>>>

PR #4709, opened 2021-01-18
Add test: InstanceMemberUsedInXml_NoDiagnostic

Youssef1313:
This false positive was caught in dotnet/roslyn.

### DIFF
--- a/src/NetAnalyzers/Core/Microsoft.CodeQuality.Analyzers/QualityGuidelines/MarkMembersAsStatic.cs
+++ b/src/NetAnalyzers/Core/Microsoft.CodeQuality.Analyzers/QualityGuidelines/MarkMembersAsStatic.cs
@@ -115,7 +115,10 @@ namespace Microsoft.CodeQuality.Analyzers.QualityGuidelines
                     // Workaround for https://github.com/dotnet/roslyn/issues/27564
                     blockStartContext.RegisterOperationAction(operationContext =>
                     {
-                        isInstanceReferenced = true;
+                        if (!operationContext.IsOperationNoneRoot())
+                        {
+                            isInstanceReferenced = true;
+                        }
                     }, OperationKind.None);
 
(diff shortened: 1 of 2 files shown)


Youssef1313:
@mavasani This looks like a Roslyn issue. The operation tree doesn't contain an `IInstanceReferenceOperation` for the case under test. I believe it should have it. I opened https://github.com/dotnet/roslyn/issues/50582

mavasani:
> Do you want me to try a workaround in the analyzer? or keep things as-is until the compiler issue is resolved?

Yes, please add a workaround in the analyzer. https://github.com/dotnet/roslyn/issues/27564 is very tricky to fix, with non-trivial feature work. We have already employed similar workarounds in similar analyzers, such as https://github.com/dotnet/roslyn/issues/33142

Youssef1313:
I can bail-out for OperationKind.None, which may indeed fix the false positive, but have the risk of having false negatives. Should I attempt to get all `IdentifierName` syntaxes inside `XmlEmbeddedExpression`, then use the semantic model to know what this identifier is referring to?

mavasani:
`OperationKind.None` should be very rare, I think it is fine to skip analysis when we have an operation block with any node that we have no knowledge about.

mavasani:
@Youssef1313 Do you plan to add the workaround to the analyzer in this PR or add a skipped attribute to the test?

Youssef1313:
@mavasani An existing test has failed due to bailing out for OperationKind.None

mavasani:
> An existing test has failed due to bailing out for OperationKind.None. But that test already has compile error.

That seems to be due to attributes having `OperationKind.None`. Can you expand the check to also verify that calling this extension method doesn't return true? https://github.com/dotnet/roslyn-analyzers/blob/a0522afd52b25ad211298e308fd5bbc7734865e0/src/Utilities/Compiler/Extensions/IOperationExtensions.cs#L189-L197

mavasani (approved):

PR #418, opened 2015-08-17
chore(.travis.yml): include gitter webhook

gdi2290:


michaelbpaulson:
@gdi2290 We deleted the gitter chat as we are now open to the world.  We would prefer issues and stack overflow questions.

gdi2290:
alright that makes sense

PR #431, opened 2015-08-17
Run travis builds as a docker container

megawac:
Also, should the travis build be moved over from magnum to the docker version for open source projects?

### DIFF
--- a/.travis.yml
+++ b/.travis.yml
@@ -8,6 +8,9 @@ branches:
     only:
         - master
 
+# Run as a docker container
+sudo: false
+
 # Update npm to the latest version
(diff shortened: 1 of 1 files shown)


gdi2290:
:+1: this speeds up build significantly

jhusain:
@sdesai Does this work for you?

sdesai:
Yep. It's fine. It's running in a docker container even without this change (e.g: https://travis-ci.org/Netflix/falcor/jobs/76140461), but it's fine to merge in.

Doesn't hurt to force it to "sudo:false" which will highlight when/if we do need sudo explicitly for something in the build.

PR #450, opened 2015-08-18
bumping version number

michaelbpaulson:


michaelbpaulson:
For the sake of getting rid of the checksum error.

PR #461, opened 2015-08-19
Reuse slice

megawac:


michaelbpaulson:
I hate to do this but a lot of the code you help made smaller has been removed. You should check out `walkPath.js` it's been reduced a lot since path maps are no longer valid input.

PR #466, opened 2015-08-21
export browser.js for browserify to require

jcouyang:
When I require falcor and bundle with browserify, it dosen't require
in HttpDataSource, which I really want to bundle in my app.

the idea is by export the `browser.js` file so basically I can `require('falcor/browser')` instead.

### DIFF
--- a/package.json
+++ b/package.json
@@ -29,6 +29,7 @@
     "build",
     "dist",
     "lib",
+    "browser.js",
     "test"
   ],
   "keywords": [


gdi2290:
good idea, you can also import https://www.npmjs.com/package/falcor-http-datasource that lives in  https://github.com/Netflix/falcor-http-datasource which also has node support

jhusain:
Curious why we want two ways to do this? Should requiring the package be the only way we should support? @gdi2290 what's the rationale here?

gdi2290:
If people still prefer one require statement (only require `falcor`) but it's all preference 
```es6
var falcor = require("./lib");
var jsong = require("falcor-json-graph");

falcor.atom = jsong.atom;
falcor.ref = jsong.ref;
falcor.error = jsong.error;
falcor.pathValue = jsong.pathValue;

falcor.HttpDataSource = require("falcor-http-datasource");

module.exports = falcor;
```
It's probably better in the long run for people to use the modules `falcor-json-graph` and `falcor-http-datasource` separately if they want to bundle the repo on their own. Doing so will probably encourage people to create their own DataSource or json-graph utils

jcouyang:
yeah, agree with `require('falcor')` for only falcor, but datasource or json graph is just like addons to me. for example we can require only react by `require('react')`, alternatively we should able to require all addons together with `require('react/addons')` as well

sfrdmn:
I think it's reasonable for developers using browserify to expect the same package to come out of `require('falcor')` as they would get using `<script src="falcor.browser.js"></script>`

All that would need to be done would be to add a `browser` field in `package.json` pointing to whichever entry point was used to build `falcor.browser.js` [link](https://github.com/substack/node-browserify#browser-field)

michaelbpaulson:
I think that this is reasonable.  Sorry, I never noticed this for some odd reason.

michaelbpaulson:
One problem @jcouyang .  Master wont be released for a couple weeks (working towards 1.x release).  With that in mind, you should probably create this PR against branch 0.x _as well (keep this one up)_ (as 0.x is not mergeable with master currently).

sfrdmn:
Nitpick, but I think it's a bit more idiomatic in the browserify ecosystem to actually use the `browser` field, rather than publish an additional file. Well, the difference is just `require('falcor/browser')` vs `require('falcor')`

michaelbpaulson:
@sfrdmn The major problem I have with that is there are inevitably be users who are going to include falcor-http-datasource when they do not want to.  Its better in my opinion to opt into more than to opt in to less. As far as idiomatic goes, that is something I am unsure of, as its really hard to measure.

<<<
>>>

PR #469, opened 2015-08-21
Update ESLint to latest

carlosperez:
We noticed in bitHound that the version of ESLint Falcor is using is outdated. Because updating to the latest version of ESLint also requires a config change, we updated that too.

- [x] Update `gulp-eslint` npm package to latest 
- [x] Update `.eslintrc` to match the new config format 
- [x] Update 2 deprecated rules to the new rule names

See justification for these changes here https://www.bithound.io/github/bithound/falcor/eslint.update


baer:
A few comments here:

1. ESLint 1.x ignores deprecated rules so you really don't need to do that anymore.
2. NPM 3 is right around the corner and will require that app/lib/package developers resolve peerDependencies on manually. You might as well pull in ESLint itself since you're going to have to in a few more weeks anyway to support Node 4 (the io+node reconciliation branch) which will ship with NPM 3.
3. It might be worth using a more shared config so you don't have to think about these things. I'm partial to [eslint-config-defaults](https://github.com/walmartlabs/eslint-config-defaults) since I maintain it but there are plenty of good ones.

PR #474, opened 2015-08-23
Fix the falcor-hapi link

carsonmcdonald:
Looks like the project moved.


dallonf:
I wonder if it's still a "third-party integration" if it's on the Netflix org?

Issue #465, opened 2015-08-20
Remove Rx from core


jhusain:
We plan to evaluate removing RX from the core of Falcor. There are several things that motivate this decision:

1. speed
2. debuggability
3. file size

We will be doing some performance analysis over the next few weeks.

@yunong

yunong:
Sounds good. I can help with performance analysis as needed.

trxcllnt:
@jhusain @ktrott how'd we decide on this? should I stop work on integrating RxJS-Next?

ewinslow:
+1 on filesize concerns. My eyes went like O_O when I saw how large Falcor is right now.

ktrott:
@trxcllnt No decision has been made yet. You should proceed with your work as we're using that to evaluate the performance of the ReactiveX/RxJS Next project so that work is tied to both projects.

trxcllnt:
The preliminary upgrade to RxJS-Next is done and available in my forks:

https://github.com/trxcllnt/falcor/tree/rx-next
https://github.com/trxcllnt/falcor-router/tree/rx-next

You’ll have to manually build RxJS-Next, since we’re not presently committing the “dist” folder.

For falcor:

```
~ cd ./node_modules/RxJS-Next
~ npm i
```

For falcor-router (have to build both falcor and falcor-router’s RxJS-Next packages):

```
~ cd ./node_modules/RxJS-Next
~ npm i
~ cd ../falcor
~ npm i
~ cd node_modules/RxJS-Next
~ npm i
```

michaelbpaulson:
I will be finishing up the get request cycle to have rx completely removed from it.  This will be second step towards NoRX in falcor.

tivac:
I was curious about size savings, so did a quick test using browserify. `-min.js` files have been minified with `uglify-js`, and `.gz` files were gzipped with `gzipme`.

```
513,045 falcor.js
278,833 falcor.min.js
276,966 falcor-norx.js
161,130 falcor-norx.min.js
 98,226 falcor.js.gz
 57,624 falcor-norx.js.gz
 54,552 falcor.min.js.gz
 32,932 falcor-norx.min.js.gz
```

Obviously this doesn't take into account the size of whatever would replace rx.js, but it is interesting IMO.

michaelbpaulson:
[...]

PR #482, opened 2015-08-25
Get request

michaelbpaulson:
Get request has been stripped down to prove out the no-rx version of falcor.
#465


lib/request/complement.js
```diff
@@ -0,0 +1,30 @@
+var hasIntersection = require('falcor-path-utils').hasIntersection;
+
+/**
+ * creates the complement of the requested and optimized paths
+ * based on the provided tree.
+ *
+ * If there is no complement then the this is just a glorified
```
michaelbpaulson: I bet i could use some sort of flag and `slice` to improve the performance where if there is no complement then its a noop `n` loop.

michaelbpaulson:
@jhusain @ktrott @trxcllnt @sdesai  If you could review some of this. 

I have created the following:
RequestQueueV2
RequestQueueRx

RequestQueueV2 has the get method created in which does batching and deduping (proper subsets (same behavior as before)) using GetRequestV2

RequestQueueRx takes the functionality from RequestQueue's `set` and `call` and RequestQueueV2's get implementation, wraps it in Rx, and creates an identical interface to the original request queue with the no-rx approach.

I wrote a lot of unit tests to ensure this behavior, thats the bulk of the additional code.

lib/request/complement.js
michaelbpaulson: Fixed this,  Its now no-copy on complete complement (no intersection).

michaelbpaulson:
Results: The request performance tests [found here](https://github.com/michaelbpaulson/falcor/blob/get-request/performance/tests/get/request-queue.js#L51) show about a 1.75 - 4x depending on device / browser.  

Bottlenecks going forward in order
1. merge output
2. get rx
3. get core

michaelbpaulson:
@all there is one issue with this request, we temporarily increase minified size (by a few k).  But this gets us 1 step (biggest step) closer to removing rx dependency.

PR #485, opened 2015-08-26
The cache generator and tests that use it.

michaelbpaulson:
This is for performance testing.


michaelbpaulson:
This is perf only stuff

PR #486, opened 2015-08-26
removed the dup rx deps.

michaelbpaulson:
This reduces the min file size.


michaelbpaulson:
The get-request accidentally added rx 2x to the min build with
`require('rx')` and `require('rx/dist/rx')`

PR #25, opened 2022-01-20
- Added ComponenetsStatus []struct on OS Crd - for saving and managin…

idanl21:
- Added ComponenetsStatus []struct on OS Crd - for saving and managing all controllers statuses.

<<<
>>>

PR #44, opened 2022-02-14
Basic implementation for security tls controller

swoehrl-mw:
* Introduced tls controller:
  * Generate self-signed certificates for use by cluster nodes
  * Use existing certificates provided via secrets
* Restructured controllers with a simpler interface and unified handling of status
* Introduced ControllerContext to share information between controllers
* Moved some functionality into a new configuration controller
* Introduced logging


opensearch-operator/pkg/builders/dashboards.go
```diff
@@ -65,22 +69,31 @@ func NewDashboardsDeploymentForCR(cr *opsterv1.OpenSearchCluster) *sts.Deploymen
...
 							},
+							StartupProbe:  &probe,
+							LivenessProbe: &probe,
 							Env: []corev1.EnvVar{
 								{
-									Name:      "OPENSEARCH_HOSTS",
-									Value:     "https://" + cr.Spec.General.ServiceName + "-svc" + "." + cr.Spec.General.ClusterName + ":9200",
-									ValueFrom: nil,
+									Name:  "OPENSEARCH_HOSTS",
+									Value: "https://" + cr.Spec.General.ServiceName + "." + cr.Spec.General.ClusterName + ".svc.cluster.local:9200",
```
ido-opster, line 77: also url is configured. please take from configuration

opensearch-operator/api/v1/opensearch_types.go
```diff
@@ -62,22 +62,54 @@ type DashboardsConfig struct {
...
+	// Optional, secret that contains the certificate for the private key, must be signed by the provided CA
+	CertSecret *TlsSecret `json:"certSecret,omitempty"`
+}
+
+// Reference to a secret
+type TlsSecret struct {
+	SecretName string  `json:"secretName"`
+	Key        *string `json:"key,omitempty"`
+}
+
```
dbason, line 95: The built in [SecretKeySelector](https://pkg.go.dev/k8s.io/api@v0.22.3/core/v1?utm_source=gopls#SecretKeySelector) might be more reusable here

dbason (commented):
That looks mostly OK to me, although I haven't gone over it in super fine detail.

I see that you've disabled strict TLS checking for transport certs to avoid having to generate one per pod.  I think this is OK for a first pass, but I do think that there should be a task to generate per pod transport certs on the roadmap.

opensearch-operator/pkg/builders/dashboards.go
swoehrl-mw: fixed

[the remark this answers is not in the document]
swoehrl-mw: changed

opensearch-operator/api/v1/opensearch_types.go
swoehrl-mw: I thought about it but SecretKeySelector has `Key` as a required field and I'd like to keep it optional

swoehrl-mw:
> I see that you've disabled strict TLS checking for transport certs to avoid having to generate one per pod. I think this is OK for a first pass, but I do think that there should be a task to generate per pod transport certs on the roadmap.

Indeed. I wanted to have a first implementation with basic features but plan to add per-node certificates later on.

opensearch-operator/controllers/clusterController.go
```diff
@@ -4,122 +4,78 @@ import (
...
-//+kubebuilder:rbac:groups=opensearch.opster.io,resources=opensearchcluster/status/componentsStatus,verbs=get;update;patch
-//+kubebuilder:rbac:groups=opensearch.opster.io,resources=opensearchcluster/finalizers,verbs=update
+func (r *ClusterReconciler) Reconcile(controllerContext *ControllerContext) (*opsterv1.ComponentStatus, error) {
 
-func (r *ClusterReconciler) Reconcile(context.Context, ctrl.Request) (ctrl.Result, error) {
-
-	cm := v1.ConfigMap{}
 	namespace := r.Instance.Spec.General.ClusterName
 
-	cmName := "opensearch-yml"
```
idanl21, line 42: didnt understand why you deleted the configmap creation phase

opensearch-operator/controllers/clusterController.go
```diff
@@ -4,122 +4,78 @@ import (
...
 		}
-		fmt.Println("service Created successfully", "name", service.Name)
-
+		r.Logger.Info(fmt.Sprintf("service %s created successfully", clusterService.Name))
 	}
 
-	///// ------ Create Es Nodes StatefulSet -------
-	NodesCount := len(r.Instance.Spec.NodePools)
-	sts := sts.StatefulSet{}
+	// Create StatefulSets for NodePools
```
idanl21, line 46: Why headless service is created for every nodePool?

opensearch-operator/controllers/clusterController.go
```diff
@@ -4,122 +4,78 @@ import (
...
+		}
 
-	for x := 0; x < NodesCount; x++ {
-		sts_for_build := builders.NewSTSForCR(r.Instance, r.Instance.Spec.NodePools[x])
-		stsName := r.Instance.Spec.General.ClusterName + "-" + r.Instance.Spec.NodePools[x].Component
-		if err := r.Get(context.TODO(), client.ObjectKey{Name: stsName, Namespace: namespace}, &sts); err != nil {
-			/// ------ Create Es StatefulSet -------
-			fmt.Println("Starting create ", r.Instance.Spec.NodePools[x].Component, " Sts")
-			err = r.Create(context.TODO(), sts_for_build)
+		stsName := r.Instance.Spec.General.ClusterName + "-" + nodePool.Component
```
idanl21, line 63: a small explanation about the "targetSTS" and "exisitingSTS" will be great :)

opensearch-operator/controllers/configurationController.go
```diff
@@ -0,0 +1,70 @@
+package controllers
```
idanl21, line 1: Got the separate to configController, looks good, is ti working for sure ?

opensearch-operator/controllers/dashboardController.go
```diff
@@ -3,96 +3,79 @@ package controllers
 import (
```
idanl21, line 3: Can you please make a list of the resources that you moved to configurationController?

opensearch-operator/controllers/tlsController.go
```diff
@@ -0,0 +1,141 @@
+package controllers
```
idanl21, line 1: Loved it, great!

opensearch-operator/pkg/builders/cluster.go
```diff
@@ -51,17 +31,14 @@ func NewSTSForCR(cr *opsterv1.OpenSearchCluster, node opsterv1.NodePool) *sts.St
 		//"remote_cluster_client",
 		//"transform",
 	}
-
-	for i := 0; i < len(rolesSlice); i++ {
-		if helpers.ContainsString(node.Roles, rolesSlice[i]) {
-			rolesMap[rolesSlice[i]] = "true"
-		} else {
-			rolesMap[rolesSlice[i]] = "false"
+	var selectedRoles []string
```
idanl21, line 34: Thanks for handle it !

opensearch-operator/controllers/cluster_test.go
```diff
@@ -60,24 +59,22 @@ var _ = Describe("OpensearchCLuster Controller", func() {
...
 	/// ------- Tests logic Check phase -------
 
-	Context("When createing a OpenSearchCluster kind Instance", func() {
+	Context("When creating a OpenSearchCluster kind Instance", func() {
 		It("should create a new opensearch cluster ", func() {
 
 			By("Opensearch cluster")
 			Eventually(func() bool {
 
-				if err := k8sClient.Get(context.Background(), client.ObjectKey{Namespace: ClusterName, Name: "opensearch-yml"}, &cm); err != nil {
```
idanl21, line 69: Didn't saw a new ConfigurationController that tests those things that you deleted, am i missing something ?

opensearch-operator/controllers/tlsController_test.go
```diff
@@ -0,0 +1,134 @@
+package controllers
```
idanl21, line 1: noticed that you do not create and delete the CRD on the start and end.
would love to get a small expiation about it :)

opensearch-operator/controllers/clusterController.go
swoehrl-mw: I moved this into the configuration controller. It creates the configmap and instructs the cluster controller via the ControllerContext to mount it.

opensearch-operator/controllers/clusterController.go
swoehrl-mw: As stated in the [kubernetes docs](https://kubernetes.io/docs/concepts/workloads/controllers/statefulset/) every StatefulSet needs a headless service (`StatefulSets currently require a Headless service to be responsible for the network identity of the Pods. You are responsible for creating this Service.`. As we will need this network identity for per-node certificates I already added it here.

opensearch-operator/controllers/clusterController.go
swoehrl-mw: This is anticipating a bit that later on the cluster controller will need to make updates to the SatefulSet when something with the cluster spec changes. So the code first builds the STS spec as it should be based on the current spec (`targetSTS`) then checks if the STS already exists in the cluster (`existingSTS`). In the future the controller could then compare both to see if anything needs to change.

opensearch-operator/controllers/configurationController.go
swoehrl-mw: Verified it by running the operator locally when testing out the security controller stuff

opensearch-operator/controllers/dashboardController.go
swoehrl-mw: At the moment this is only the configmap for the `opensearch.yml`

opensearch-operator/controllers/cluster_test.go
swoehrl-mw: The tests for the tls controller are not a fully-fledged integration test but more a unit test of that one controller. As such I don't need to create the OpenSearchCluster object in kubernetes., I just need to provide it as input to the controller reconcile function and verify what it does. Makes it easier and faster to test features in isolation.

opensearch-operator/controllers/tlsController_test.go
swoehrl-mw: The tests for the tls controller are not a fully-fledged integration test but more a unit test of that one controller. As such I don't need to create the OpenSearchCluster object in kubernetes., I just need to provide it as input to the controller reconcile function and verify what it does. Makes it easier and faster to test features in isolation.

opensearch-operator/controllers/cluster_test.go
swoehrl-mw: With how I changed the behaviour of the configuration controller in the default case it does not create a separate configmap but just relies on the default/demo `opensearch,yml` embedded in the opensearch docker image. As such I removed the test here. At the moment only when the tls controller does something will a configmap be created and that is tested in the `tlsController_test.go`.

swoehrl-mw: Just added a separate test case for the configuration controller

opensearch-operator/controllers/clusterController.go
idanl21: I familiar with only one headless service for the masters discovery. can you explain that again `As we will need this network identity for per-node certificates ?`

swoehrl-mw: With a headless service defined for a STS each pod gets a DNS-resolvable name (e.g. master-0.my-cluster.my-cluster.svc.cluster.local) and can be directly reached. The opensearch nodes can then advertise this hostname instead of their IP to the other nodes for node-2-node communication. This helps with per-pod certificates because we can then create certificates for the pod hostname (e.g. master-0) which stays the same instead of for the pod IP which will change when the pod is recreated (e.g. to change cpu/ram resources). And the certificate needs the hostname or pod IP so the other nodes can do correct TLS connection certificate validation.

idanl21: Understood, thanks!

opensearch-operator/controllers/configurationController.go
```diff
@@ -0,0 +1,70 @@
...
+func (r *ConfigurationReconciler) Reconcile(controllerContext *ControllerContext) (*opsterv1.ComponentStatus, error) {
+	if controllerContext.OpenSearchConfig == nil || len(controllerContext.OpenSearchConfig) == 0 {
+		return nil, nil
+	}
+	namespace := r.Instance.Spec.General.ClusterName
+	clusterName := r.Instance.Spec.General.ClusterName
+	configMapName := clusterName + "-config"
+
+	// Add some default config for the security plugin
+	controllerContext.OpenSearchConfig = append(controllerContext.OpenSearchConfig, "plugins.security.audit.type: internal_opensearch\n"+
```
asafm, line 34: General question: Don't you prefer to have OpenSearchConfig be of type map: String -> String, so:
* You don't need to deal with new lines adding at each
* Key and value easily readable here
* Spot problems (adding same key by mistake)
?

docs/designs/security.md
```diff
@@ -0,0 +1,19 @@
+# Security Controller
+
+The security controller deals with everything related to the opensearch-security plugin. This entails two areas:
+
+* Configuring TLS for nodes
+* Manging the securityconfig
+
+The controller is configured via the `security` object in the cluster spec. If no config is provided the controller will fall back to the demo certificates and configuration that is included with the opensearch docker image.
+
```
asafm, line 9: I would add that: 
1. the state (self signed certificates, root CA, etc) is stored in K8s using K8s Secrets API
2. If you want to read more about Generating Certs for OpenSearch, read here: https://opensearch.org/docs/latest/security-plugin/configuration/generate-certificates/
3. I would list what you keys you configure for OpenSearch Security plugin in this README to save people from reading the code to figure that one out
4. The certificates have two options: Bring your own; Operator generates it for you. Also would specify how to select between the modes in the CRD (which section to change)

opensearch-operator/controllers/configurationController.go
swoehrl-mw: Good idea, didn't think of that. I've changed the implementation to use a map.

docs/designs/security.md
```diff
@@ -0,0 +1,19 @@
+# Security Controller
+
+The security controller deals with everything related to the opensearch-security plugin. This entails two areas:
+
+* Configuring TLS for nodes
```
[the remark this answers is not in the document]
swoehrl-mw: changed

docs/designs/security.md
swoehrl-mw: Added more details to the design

<<<

About this task.
A single number is the reply: the count of lines in the entries above that have the word "performance".

Response box.
6